EXERCISE DATA START

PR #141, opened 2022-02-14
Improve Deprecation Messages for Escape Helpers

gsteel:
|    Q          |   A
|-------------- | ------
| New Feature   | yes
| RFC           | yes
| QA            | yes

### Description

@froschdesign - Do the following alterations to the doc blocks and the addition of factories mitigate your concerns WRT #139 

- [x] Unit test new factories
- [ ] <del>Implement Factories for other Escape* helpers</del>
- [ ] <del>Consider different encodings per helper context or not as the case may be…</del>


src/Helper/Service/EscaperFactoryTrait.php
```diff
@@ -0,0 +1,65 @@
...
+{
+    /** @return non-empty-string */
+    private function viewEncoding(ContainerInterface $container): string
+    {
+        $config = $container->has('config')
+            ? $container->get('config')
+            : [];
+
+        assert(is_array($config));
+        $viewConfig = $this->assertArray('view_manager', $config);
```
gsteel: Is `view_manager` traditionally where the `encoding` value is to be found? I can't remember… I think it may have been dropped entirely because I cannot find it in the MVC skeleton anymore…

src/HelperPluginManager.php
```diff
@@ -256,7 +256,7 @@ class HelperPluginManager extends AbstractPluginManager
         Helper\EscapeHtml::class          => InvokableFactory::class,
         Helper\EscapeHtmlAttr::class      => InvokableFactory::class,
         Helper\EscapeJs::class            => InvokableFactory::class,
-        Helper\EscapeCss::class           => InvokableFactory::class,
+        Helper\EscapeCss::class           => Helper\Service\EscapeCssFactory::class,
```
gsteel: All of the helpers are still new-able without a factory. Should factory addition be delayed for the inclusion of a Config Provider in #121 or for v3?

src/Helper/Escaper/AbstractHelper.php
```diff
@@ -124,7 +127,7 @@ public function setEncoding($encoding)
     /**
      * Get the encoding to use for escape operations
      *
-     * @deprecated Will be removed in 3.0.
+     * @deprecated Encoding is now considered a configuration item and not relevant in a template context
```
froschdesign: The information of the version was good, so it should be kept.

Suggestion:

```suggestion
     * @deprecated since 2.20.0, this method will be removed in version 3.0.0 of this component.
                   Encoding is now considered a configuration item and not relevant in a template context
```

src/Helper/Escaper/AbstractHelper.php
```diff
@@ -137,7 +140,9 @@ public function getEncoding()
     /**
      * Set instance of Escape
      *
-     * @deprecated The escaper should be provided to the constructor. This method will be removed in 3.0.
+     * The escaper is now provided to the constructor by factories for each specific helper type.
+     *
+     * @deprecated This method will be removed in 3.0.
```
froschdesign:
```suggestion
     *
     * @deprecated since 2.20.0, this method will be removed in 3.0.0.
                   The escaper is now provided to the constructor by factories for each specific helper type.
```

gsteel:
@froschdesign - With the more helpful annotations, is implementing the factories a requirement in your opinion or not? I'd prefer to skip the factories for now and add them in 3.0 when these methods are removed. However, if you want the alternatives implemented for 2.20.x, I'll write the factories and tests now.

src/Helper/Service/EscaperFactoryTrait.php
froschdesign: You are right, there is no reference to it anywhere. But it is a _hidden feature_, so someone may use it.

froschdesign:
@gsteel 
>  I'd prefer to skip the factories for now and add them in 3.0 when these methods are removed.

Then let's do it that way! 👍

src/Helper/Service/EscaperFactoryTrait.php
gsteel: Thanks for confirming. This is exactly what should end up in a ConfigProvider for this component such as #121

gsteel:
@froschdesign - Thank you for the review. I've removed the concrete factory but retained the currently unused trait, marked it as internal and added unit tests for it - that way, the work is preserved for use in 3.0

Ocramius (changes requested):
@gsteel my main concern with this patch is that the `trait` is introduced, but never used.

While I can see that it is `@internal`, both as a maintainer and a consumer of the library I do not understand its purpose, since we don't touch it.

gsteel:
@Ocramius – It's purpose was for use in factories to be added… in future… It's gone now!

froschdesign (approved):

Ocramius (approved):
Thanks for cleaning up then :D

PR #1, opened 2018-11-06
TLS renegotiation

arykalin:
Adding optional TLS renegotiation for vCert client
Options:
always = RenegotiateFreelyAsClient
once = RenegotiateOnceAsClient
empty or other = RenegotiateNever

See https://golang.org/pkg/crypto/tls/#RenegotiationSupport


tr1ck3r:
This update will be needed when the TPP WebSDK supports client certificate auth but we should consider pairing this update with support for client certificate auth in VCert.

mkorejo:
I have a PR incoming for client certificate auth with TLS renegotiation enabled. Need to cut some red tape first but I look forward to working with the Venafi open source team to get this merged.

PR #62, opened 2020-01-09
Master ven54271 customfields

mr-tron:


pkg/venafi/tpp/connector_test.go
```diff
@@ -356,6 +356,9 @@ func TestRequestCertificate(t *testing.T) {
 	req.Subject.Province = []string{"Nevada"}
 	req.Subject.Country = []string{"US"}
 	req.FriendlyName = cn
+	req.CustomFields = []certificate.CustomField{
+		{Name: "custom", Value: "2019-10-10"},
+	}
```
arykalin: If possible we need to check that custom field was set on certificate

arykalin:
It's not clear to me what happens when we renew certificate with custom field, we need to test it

EXERCISE DATA END
EXERCISE DATA START

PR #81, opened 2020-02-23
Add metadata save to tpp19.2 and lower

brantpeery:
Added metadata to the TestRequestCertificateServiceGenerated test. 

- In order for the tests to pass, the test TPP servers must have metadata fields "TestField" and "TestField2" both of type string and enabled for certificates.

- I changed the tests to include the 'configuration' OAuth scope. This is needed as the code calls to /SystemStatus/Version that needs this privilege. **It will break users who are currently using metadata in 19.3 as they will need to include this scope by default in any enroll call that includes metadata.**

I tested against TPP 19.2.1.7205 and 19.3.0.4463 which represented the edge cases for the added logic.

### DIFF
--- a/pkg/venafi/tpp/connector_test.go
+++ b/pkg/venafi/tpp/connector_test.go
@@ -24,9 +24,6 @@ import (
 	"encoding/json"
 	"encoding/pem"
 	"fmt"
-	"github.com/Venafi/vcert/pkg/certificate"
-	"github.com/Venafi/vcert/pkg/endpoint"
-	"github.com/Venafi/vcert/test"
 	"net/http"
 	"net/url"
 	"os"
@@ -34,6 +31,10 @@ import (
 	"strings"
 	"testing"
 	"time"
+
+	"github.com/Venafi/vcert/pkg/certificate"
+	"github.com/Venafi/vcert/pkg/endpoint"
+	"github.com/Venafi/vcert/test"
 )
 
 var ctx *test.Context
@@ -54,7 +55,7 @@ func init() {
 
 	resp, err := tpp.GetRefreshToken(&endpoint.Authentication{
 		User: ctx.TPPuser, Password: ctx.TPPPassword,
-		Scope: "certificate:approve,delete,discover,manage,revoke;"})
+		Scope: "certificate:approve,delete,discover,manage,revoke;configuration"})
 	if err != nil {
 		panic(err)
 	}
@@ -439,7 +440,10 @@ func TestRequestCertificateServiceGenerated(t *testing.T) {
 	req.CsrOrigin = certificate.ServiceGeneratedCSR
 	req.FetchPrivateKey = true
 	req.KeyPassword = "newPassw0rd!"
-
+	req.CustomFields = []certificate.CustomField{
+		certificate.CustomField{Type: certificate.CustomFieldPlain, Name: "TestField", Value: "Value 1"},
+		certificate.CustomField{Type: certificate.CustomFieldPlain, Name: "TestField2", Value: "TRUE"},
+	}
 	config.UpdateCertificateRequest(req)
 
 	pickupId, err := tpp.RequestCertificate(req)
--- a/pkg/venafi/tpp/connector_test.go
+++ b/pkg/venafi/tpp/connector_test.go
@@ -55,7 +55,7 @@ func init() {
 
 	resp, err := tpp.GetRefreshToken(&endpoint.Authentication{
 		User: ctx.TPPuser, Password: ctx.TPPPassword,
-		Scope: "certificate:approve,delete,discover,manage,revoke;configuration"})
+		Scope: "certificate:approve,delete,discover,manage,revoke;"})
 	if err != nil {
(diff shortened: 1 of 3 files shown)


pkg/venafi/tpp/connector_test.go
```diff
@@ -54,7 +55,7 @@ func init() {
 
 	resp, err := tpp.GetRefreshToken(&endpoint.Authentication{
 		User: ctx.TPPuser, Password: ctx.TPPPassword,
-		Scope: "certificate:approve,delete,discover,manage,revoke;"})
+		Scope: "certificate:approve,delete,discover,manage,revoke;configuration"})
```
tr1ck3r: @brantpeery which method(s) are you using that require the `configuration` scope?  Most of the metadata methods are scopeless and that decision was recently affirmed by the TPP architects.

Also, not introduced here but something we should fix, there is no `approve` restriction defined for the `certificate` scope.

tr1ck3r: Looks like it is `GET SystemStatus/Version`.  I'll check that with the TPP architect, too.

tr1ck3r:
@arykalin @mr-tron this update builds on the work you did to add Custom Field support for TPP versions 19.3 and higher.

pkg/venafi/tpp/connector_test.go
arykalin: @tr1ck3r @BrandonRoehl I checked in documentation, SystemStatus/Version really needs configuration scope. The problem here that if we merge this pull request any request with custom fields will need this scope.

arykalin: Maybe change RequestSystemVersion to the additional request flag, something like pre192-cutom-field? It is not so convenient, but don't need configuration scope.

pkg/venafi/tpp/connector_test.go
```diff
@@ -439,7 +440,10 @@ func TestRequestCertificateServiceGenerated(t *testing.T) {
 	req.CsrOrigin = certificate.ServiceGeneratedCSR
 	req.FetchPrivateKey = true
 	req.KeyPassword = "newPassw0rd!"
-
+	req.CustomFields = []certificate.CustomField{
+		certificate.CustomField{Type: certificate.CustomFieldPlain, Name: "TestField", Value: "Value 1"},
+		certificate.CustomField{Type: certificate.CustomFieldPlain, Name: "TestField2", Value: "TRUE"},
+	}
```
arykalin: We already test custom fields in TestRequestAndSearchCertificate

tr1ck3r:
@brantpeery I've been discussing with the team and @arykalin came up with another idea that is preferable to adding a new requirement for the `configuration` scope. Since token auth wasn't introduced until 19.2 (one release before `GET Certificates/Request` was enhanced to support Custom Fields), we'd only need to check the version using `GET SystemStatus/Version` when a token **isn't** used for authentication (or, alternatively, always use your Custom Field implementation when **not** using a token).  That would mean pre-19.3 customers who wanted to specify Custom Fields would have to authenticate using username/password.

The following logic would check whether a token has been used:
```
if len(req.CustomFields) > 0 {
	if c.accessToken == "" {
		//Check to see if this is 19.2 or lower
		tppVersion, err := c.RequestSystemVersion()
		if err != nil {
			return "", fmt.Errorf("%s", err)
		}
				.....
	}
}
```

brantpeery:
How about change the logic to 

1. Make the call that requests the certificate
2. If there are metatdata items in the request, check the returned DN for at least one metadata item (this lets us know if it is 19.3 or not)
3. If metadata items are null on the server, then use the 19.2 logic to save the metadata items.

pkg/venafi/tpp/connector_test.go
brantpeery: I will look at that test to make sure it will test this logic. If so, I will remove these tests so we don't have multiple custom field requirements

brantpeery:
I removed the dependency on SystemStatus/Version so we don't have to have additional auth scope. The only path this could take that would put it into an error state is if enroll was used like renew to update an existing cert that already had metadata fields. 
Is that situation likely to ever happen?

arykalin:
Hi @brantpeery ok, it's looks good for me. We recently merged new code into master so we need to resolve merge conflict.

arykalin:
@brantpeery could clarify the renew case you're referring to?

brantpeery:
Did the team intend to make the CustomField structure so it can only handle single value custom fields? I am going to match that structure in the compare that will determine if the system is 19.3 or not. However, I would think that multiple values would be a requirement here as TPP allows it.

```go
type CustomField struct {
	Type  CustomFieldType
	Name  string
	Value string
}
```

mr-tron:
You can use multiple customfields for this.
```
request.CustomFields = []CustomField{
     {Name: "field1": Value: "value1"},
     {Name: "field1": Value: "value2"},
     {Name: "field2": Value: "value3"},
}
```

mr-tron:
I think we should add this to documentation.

EXERCISE DATA END

→ **WHAT YOU HAVE TO DO**:
Filter the entries above down to the lines that contain the word "into".

→ **EXERCISE ANSWER**:
I removed the dependency on SystemStatus/Version so we don't have to have additional auth scope. The only path this could take that would put it into an error state is if enroll was used like renew to update an existing cert that already had metadata fields. 
Hi @brantpeery ok, it's looks good for me. We recently merged new code into master so we need to resolve merge conflict.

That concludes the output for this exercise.